Meanwhile, existing high-intensity housing that has been upzoned should not increase in value, and, over time, should decline in value if intensification brings additional construction of high-intensity housing to the market. Think about an apartment block on Mt Eden Road that has just been upzoned under the AUP. The apartment block already is the kind of housing that the plan is designed to encourage, and it makes little sense to redevelop the site. The redevelopment premium embedded in this kind of property should therefore be rather small. And if the zoning changes encourage construction of more high-intensity housing, the apartments within the block should also decline in value (at least relative to price trends in the rest of the housing market).

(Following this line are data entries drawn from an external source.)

Issue #1397, opened 2019-03-28
provide a way to execute work after browser has consumed a response


wanderview:
Recently I've been looking at some code that does something like this:

```javascript
addEventListener('fetch', evt => {
  evt.respondWith(async function() {
    let response = await fancyResponseLoader(evt.request);
    doCompletionWork(response);
    return response;
  }());
});
```

After it has a Response it does some amount of completion work.  This could book keeping, recording metrics, opportunistic caching, etc.

What I have seen in these cases is that the completion work ends up delaying the browser from processing the response.

It might be nice to provide some way for the code to execute something after the browser has processed the response.  A couple options:

  * Make `respondWith()` return a promise for once it has completed its work on the service worker thread.
  * Add a `FetchEvent.complete` promise for once it has completed its work on the SW thread.  This could also support fallback cases where respondWith() is not called at all.

With something like this we would rewrite the example above as:

```javascript
addEventListener('fetch', evt => {
  evt.respondWith(async function() {
    let response = await fancyResponseLoader(evt.request);
    evt.waitUntil(evt.complete.then(_ => doCompletionWork(response)));
    return response;
  }());
});
```

The work around for this issue is to try to use a microtask or task to get your completion work to execute after the browser is done.  This is pretty much guesswork, though, since I don't think we clearly define how browsers process the response on the SW thread.  For example, in chrome we end up internally queuing a microtask after the respondWith promise completes.  So if you want to run your completion work after you need two microtasks to get behind the browser.  And of course other browsers might be different.  Providing an explicit API would avoid this sort of confusion.

asutherland:
So the goal is just to avoid just interrupting the single fetch response consumption, rather than wanting something like https://w3c.github.io/requestidlecallback/ to allow multiple fetches' processing to be deferred until the ServiceWorker reaches an idle point?

(Note that although https://www.chromestatus.com/features/5572795866021888 indicates public support from Mozilla for that API, the link dates to Firefox OS times and there's nothing at https://github.com/mozilla/standards-positions/issues right now so I don't know what the current Mozilla/Firefox position might be, although in principle I think we're on-board with APIs to help sites improve time-to-interactive.)

wanderview:
Right, the completion work may be somewhat timing dependent so we want to avoid using a full task via `setTimeout(f,0)` or an idle callback.  We'd like to still perform the work as close to completion as possible, but *after* the browser has processed the Response.

asutherland:
[...]

PR #1496, opened 2020-01-10
Add FetchEvent.handled (#1397)

tingshao:
***
<a href="https://pr-preview.s3.amazonaws.com/tingshao/ServiceWorker/pull/1496.html" title="Last updated on Jan 22, 2020, 4:37 AM UTC (05328eb)">Preview</a> | <a href="https://pr-preview.s3.amazonaws.com/w3c/ServiceWorker/1496/910cdd8...tingshao:05328eb.html" title="Last updated on Jan 22, 2020, 4:37 AM UTC (05328eb)">Diff</a>

### DIFF
--- a/docs/index.bs
+++ b/docs/index.bs
@@ -40,6 +40,9 @@ spec: infra;
         text: list;
         for: set; text: append
         for: list; text: append
+spec: webidl;
+    type: dfn;
+        text: resolve;
 </pre>
 
 <pre class="anchors">
@@ -1484,6 +1487,7 @@ spec: webappsec-referrer-policy; urlPrefix: https://w3c.github.io/webappsec-refe
         readonly attribute DOMString clientId;
         readonly attribute DOMString resultingClientId;
         readonly attribute DOMString replacesClientId;
+        readonly attribute Promise&lt;void&gt; handled;
 
         void respondWith(Promise&lt;Response&gt; r);
       };
@@ -1495,6 +1499,7 @@ spec: webappsec-referrer-policy; urlPrefix: https://w3c.github.io/webappsec-refe
         DOMString clientId = "";
         DOMString resultingClientId = "";
         DOMString replacesClientId = "";
+        Promise&lt;void&gt; handled;
       };
     </pre>
 
@@ -1534,6 +1539,12 @@ spec: webappsec-referrer-policy; urlPrefix: https://w3c.github.io/webappsec-refe
       <h4 id="fetch-event-replacesClientId">{{FetchEvent/replacesClientId|event.replacesClientId}}</h4>
 
       <dfn attribute for="FetchEvent"><code>replacesClientId</code></dfn> attribute *must* return the value it was initialized to. When an <a>event</a> is created the attribute *must* be initialized to the empty string.
+    </section>
+
+    <section>
+      <h4 id="fetch-event-handled">{{FetchEvent/handled|event.handled}}</h4>
+
+      <dfn attribute for="FetchEvent"><code>handled</code></dfn> attribute *must* return the value it was initialized to. When an <a>event</a> is created the attribute *must* be initialized to a pending [=promise=].
     </section>
 
     <section algorithm="fetch-event-respondwith">
@@ -2932,6 +2943,8 @@ spec: webappsec-referrer-policy; urlPrefix: https://w3c.github.io/webappsec-refe
       1. Let |client| be |request|'s [=request/client=].
       1. Let |reservedClient| be |request|'s [=request/reserved client=].
       1. Let |preloadResponse| be a new [=promise=].
+      1. Let |workerRealm| be null.
+      1. Let |eventHandled| be null.
       1. Let |fetchInstance| be the instance of the [=/fetch=] algorithm representing the ongoing fetch.
       1. Assert: |request|'s [=request/destination=] is not "<code>serviceworker</code>".
       1. If |request|'s [=request/destination=] is either "<code>embed</code>" or "<code>object</code>", then:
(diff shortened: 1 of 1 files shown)


tingshao:
Does anyone know how to restart the ipr check? 
I got this error when the PR is created because this is my first PR for this repo and I didn't link my github account to w3c account. Then I created my w3c account (I'm from Intel which is a related organization) and linked to the github account. But I can't trigger the ipr check again even a force git push didn't work.
Thanks for help.

tingshao:
@mattto  Do you know how to solve this problem? thanks.

jakearchibald:
> Does anyone know how to restart the ipr check?

Done!

docs/index.bs
```diff
@@ -2932,6 +2940,7 @@ spec: webappsec-referrer-policy; urlPrefix: https://w3c.github.io/webappsec-refe
       1. Let |client| be |request|'s [=request/client=].
       1. Let |reservedClient| be |request|'s [=request/reserved client=].
       1. Let |preloadResponse| be a new [=promise=].
+      1. Let |eventHandled| be a new [=promise=].
```
jakearchibald: We're a little inconsistent here because specs were still being figured out when we first wrote this, but the above should use [=a new promise=], which points to https://heycam.github.io/webidl/#a-new-promise.

You should also specify a realm for this, so this line should come just before line 20, when you have the active worker, and therefore "the [=relevant realm=] of the |activeWorker|'s [=service worker/global object=]".

docs/index.bs
```diff
@@ -3007,6 +3017,7 @@ spec: webappsec-referrer-policy; urlPrefix: https://w3c.github.io/webappsec-refe
           The |task| *must* use |activeWorker|'s <a>event loop</a> and the <a>handle fetch task source</a>.
 
       1. Wait for |task| to have executed or for |handleFetchFailed| to be true.
+      1. If |handleFetchFailed| is false and |eventCanceled| is false, then resolve |eventHandled| with undefined, otherwise reject it with "{{NetworkError}}" {{DOMException}}.
```
jakearchibald: Use [=resolve=] and [=reject=]. You don't need to say "with undefined", that's the default.

"reject it with a" rather than just "reject it with". And again I'd specify the realm.

I'm not sure the condition is right here. It's only an exception if |respondWithEntered| is false and |eventCanceled| is true.

It might be better to handle resolving before each return in the next few lines, then we aren't duplicating the logic and risking them getting out of sync.

tingshao:
> This is heading in the right direction. Are you planning to write web platform tests too?

Thanks for resolving the ipr issue and review. Yes, I plans to write the tests and will send the PR for review when ready.

docs/index.bs
```diff
@@ -2982,35 +2991,41 @@ spec: webappsec-referrer-policy; urlPrefix: https://w3c.github.io/webappsec-refe
...
+             The |task| *must* use |activeWorker|'s <a>event loop</a> and the <a>handle fetch task source</a>.
 
       1. Wait for |task| to have executed or for |handleFetchFailed| to be true.
       1. If |shouldSoftUpdate| is true, then [=in parallel=] run the [=Soft Update=] algorithm with |registration|.
-      1. If |respondWithEntered| is false, then return a [=network error=] if |eventCanceled| is true and null otherwise.
-      1. If |handleFetchFailed| is true, then return a [=network error=].
-      1. Return |response|.
+      1. If |respondWithEntered| is false, then:
+          1. If |eventCanceled| is true, then [=reject=] |eventHandled| with a "{{NetworkError}}" {{DOMException}} and return a [=network error=].
+          1. [=resolve=] |eventHandled| and return null.
```
jakearchibald:
```suggestion
          1. [=Resolve=] |eventHandled| and return null.
```

docs/index.bs
```diff
@@ -2982,35 +2991,41 @@ spec: webappsec-referrer-policy; urlPrefix: https://w3c.github.io/webappsec-refe
...
+      1. If |handleFetchFailed| is true, then [=reject=] |eventHandled| with a "{{NetworkError}}" {{DOMException}} and return a [=network error=].
+      1. [=resolve=] |eventHandled| and return |response|.
```
jakearchibald:
```suggestion
      1. [=Resolve=] |eventHandled| and return |response|.
```

docs/index.bs
tingshao: Thanks. I changed to declare |eventHandled| to be null fist in top-level to make it able to be accessed in those last steps. Then set it to a new promise when |activeWorker| is available. Hope this could also cover your idea.

docs/index.bs
tingshao: Done

docs/index.bs
```diff
@@ -2982,35 +2991,41 @@ spec: webappsec-referrer-policy; urlPrefix: https://w3c.github.io/webappsec-refe
...
-              1. Else, set |response| to |e|'s [=FetchEvent/potential response=].
-          1. If |e|'s <a>canceled flag</a> is set, set |eventCanceled| to true.
-          1. If |fetchInstance| is [=fetch/terminated=], then [=queue a task=] to [=AbortSignal/signal abort=] on |requestObject|'s {{Request/signal}}.
-
-          If |task| is discarded, set |handleFetchFailed| to true.
-
-          The |task| *must* use |activeWorker|'s <a>event loop</a> and the <a>handle fetch task source</a>.
+      1. Else:
+          1. Let |workerRealm| be the [=relevant realm=] of the |activeWorker|'s [=service worker/global object=].
+          1. Set |eventHandled| to [=a new promise=] in |workerRealm|. In following steps, [=resolve=] or [=reject=] |eventHandled| in |workerRealm| only. If |eventHandled| is null, ignore the [=resolve=] or [=reject=] operations on it.
```
jakearchibald: > If |eventHandled| is null, ignore the [=resolve=] or [=reject=] operations on it.

I'm not sure we should hand-wave like this. Can we just perform a null check when we try to do stuff with this object?

> In following steps, [=resolve=] or [=reject=] |eventHandled| in |workerRealm| only.

I don't think this really works, since it doesn't matter which realm resolves/rejects the promise. The realm only matters for objects.

In this case, you'd just change the instances of

"[=reject=] |eventHandled| with a "{{NetworkError}}" {{DOMException}}"

to

"[=reject=] |eventHandled| with a "{{NetworkError}}" {{DOMException}} **in |workerRealm|**"

It's the error object that gets the realm.

docs/index.bs
tingshao: [=Resolve=] seems compiled to be linked to 'https://w3c.github.io/FileAPI/#blob-url-resolve' in the output. Shall we drop the link by using simple text like "Resolve |eventHandled| and ...".

jakearchibald:
The phrase should link to https://heycam.github.io/webidl/#resolve.

You can tell bikeshed the correct link using
https://github.com/WICG/background-fetch/blob/master/index.bs#L18

tingshao:
Thanks, the new patch resolved all comments, and please take a look.

docs/index.bs
```diff
@@ -2982,35 +2994,41 @@ spec: webappsec-referrer-policy; urlPrefix: https://w3c.github.io/webappsec-refe
...
-          1. If |e|'s <a>canceled flag</a> is set, set |eventCanceled| to true.
-          1. If |fetchInstance| is [=fetch/terminated=], then [=queue a task=] to [=AbortSignal/signal abort=] on |requestObject|'s {{Request/signal}}.
-
-          If |task| is discarded, set |handleFetchFailed| to true.
-
-          The |task| *must* use |activeWorker|'s <a>event loop</a> and the <a>handle fetch task source</a>.
+      1. Else:
+          1. Let |workerRealm| be the [=relevant realm=] of the |activeWorker|'s [=service worker/global object=].
+          1. Set |eventHandled| to [=a new promise=] in |workerRealm|.
+          1. [=queue a task=] |task| to run the following substeps:
```
jakearchibald:
```suggestion
          1. [=Queue a task=] |task| to run the following substeps:
```

docs/index.bs
```diff
@@ -2982,35 +2994,41 @@ spec: webappsec-referrer-policy; urlPrefix: https://w3c.github.io/webappsec-refe
...
+
+             The |task| *must* use |activeWorker|'s <a>event loop</a> and the <a>handle fetch task source</a>.
 
       1. Wait for |task| to have executed or for |handleFetchFailed| to be true.
       1. If |shouldSoftUpdate| is true, then [=in parallel=] run the [=Soft Update=] algorithm with |registration|.
-      1. If |respondWithEntered| is false, then return a [=network error=] if |eventCanceled| is true and null otherwise.
-      1. If |handleFetchFailed| is true, then return a [=network error=].
-      1. Return |response|.
+      1. If |respondWithEntered| is false, then:
+          1. If |eventCanceled| is true, then [=reject=] |eventHandled| with a "{{NetworkError}}" {{DOMException}} in |workerRealm| if |eventHandled| is not null and return a [=network error=].
```
jakearchibald:
```suggestion
          1. If |eventCanceled| is true, then:
              1. If |eventHandled| is not null, then [=reject=] |eventHandled| with a "{{NetworkError}}" {{DOMException}} in |workerRealm|.
              1. Return a [=network error=].
```

docs/index.bs
```diff
@@ -2982,35 +2994,41 @@ spec: webappsec-referrer-policy; urlPrefix: https://w3c.github.io/webappsec-refe
...
+          1. [=Resolve=] |eventHandled| if |eventHandled| is not null and return null.
```
jakearchibald:
```suggestion
          1. If |eventHandled| is not null, then [=resolve=] |eventHandled|.
          1. Return null.
```

docs/index.bs
```diff
@@ -2982,35 +2994,41 @@ spec: webappsec-referrer-policy; urlPrefix: https://w3c.github.io/webappsec-refe
...
+      1. If |handleFetchFailed| is true, then [=reject=] |eventHandled| with a "{{NetworkError}}" {{DOMException}} in |workerRealm| if |eventHandled| is not null and return a [=network error=].
```
jakearchibald:
```suggestion
      1. If |handleFetchFailed| is true, then:
          1. If |eventHandled| is not null, then [=reject=] |eventHandled| with a "{{NetworkError}}" {{DOMException}} in |workerRealm|.
          1. Return a [=network error=].
```

docs/index.bs
```diff
@@ -2982,35 +2994,41 @@ spec: webappsec-referrer-policy; urlPrefix: https://w3c.github.io/webappsec-refe
...
+      1. [=Resolve=] |eventHandled| if |eventHandled| is not null and return |response|.
```
jakearchibald:
```suggestion
      1. If |eventHandled| is not null, then [=resolve=] |eventHandled|.
      1. Return |response|.
```

docs/index.bs
tingshao: Done

docs/index.bs
tingshao: Done

docs/index.bs
tingshao: Done

docs/index.bs
tingshao: Done

docs/index.bs
tingshao: Done

tingshao:
> I've expanded some of the lines out as it was a little tricky to work out which "if" was applying to what.
> 
> One remaining issue: |workerRealm| is out of scope when it's used.

Sorry that, I didn't notice the scope issue of |workerRealm|.  Then I added a top level declaration for it.  And thanks for breaking the long sentences. All is updated in the new change.

tingshao:
@jakearchibald @youennf @asutherland
The tests are ready now, any more comments on this PR and the tests are welcome. thanks.

jakearchibald:
@tingshao Thank you! Can you create tickets for Chrome, Firefox, and Safari to implement this?

tingshao:
> @tingshao Thank you! Can you create tickets for Chrome, Firefox, and Safari to implement this?

Sure, thanks.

[...]Apartments derive their value largely from their close proximity to jobs and amenities and people. This is called agglomeration value and is the reason we have cities. If a city builds lots of office space and apartments, then businesses move in with lots of jobs and more people crowd into the city - the value of central apartments goes up relative to the rest of the city. This trend continues until an oversupply of apartments is reached, in a typical boom/bust fashion. When an apartment block/office space is built next to an apartment block in Mt Eden the utility value of the existing apartments goes up more than the rarity value decreases.

[...] Auckland creates massive areas of disconnected sprawl far away from apartments to destroy the value of apartments - central living apartment dwellers cannot access these areas jobs and so the utility value of apartments falls.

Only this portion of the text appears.